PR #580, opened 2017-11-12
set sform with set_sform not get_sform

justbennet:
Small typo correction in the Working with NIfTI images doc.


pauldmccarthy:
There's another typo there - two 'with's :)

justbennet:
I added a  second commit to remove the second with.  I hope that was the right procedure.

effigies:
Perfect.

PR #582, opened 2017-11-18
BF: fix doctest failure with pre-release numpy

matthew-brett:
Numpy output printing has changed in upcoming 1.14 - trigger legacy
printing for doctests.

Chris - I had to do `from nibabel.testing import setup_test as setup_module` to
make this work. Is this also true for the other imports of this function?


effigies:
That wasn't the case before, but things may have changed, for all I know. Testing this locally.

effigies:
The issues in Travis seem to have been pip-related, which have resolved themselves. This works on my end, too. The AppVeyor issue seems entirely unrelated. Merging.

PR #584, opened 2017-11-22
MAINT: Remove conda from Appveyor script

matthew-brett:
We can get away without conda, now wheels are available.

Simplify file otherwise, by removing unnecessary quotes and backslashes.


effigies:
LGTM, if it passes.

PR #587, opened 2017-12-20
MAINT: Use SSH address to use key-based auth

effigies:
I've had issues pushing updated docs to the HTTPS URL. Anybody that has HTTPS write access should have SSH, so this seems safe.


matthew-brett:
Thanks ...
○ ○ ○ ○ ○
(Your task)
Copy all lines from the data that hold the word "issues".

(Written response)
The issues in Travis seem to have been pip-related, which have resolved themselves. This works on my end, too. The AppVeyor issue seems entirely unrelated. Merging.
I've had issues pushing updated docs to the HTTPS URL. Anybody that has HTTPS write access should have SSH, so this seems safe.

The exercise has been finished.